En un momento de la noche, un grupo de nosotros está en la cocina. Apretados y conversando. El anfitrión me ofrece licor. Ya me había ofrecido champán al llegar. Me señala una botella de ron de Panamá. Ron Abuelo. Acepto un vaso, curioso. Él pregunta si lo tomo con hielo. El anfitrión saca una hielera y pone dos hielos, muy blancos, dentro de un vaso pequeño de cristal. Después seca los dedos en el borde inferior de su camisa.

Este es el mismo hombre que un día piensa: «voy a invitar a un grupo de colegas a mi casa». «Voy a comprar la comida del restaurante hindú». «Voy a invitarles champán». «Voy a hacerles un tour». «Voy a invitarles mi ron Abuelo». En eso pensaba yo mientras caminaba con mi esposa después de la reunión, por Lexington Avenue y la 96, hacia nuestro automóvil.

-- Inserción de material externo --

PR #2241, opened 2025-09-22
CHANGE: ISX-2377: Rebinding sample improvements (Mouse sensitivity + Swap sticks) (Validation week), FIX: ISXB-1721 ApplyParameterOverride doesn't work if binding name is empty string.

ekcoh:
### Description

This PR improves the "rebinding sample" in the following ways:
- Adds a "swap bindings" button to showcase how to swap two similar bindings. This is currently applied to the move and look actions of the gamepad control scheme.
- Improved `RebindSaveLoad` by documenting it and extracting Load/Save to API surface of the class and only calling them from OnEnable/OnDisable. Also made the actual `PlayerPrefs` key a string property of the component. This allows this file to be a reusable component as-is is nice there is nothing hard-coded and it may be used on OnEnable/OnDisable or just programatically.
- Removed delta action binding from _"Look_" action since it is intentionally ignored by rebinding framework. This control is now instead replaced by a UI slider allowing to control/override mouse sensitivity of the associated action and persist the setting across runs.
- Refactored rebinding sample custom editor code to reduce code bloat and enable code reuse via composition.
- Extended "Reset All" button to also reset look sensitivity for "Keyboard & Mouse" scheme.
- Added `RebindActionParameterUI` which is a slider UI integration example of configuring action processor parameters directly by adding the monobehavior, configuring it and run. Supports overriding action or binding processors.
- Added `RebindActionParameterUIEditor` which is a custom editor for the above `MonoBehaviour`.

It also fixes bug ISXB-1721 which was required to make mouse sensitivity work properly. Looking through the logic close to the the fix/diff in `InputActionParameters.cs` suggests there are more empty-string bugs for the other match conditions that might need to be looked into and be properly tested since all but ID check seems to suffer from similar problems.

### Testing status & QA

Functionality has been tested during development by running the associated sample.

Automated test have been added to prove failure of ISXB-1721 and its fix and prevent future regressions.

### Overall Product Risks

Small, no changes to source, only to sample scripts.

- Complexity: Medium
- Halo Effect: Small

### Comments to reviewers

I am not 100% sure the scene save doesn't contain any accidental changes but I believe it should be fine.

### Checklist

Before review:

- [x] Changelog entry added.
    - Performance tests.
    - Integration tests.
    - Usage code examples added.

During merge:

    - `NEW: ___`.
    - `FIX: ___`.
    - `DOCS: ___`.
    - `CHANGE: ___`.
    - `RELEASE: 1.1.0-preview.3`.

After merge:


Assets/Samples/RebindingUI/BindingUI.cs
```diff
@@ -0,0 +1,146 @@
...
+using System;
+using System.Linq;
+using UnityEditor;
+
+namespace UnityEngine.InputSystem.Samples.RebindUI
+{
+    /// <summary>
+    /// Common binding UI helper to allow editor composition.
+    /// </summary>
+    internal class BindingUI
```
ekcoh, line 12: This isn't consistently named with file and should be renamed.

ritamerkl:
I just tried the sample and I think the improvements are nice, I only have one point to critisize:
The swap button is very nondescript, I only discovered it after reading there is one. 
I will look at the code now.

Pauliusd01:
I'm not sure if the sensitivity option is working, I can still rotate the character the same amount of times from the same amount of mouse distance regardless whether I'm on low or high sensitivity. (Maybe the differences between low and high are just very low? Since I didn't feel a difference at first what I did was go to the left edge of the screen and drag my mouse to the right counting full rotations of the character with both low and high sensitivity. Both totaling to around 2 full rotations exactly) Also, like Rita mentioned the swap button is tiny. Maybe spelling it out alongside the arrow icon would work. A crude example: 

image

Otherwise looking good to me

ekcoh:
> I'm not sure if the sensitivity option is working, I can still rotate the character the same amount of times from the same amount of mouse distance regardless whether I'm on low or high sensitivity. (Maybe the differences between low and high are just very low? Since I didn't feel a difference at first what I did was go to the left edge of the screen and drag my mouse to the right counting full rotations of the character with both low and high sensitivity. Both totaling to around 2 full rotations exactly) Also, like Rita mentioned the swap button is tiny. Maybe spelling it out alongside the arrow icon would work. A crude example:
> 
> image
> Otherwise looking good to me

I have a look if the slider is working, might be that I broke something while cleaning this up. 

Regarding the swap button I can change it but vote to keep its current design but make it larger and to the right of the Reset buttons spanning the same height as the top of left stick button and bottom of right stick button.

ekcoh:
Screenshot 2025-10-10 at 11 21 16

Made the swap button larger as requested.

ekcoh:
I can confirm sensitivity slider is broken, will fix and rerequest review when done.

ekcoh:
@Pauliusd01 Had to extend this PR with a bug fix for ISXB-1721 (and test case to prove it failed before and passes after fix) which was needed to support mouse sensitivity properly so should be good now.

Pauliusd01 (changes requested):
Two issues I see, one is that the UI map is active during gameplay:
image

And the other is that I can't navigate the rebinding menus via gamepad anymore when I previously could. At first I thought it was the slider's fault but I can't jump to the right side of the menus even without having selected it so something else is going on there.

ekcoh:
> Two issues I see, one is that the UI map is active during gameplay: image
> 
> And the other is that I can't navigate the rebinding menus via gamepad anymore when I previously could. At first I thought it was the slider's fault but I can't jump to the right side of the menus even without having selected it so something else is going on there.

Thanks, I guess I messed up something in the UI navigation configuration, will check. The UI map being enabled is a mistake from me since it had to be enabled to support on screen controls. Since I removed them from this branch (was only temporarily there), I guess I forgot to undo that change.

ekcoh:
> one is that the UI map is active during gameplay:
This has been addressed in https://github.com/Unity-Technologies/InputSystem/pull/2241/commits/35a4927bf17154a260dcf195819d33daf6845e5e, also removed script RequireTouichscreen and the on-screen menu button which was associated with on screen controls and shouldn't be included in this PR.

ekcoh:
Will look into UI navigation now.

ekcoh:
> Will look into UI navigation now.

Seems UGUIs automatic navigation mode will not be sufficient to get it right given current UI which seems to be indicated when visualising the automatic navigation links. I will set it up explicitly to work around it unless I find some culprit soon.

Culprit seems to be the slider, as long as it is included the buttons no longer get decent navigation links, so I guess we need to set it up.

ekcoh:
> And the other is that I can't navigate the rebinding menus via gamepad anymore when I previously could. At first I thought it was the slider's fault but I can't jump to the right side of the menus even without having selected it so something else is going on there.

I have now added explicit navigation links to make sure UI navigates correctly when Automatic is not sufficient. Ready to re-evaluate @Pauliusd01

Pauliusd01 (approved):

Packages/com.unity.inputsystem/CHANGELOG.md
```diff
@@ -10,8 +10,15 @@ however, it has to be formatted properly to pass verification tests.
 
 ## [Unreleased] - yyyy-mm-dd
 
+### Changed
+- Extended `RebindingUISample` to include example of mouse sensitivity slider and "swap controls" example.
```
ritamerkl: I recommend removing the "swap controls" part, since it is mentioned in the added section.

Packages/com.unity.inputsystem/CHANGELOG.md
```diff
@@ -10,8 +10,15 @@ however, it has to be formatted properly to pass verification tests.
...
+
+### Added
+- Added an example of how to switch two similar controls to the `RebindingUISample`. This is accessible via a "swap sticks button" which allows swapping the bindings of the "move" and "look" gamepad bindings.
```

«El departamento debajo mío, igualito que este, se alquila por 13,000 dólares», dice el anfitrión. Ha interrogado a su nuevo vecino. Tal vez al encontrarlo en la calle, frente al aparato con el que se abre la puerta del edificio: una pantalla sobre la que se debe apoyar una tarjeta con código de barras.

El anfitrión sabe que su vecino trabaja para un banco japonés. Sabe el monto de su sueldo. Sabe que éste espera ganar muchísimo más dinero con los bonos anuales. Dice que cuando le preguntó a qué se dedicaba su esposa, el nuevo inquilino le dijo: «Hace ejercicio».

«¿Ese banquero es japonés?» le pregunto yo. El anfitrión me responde: «No, no. Es un gringo corriente».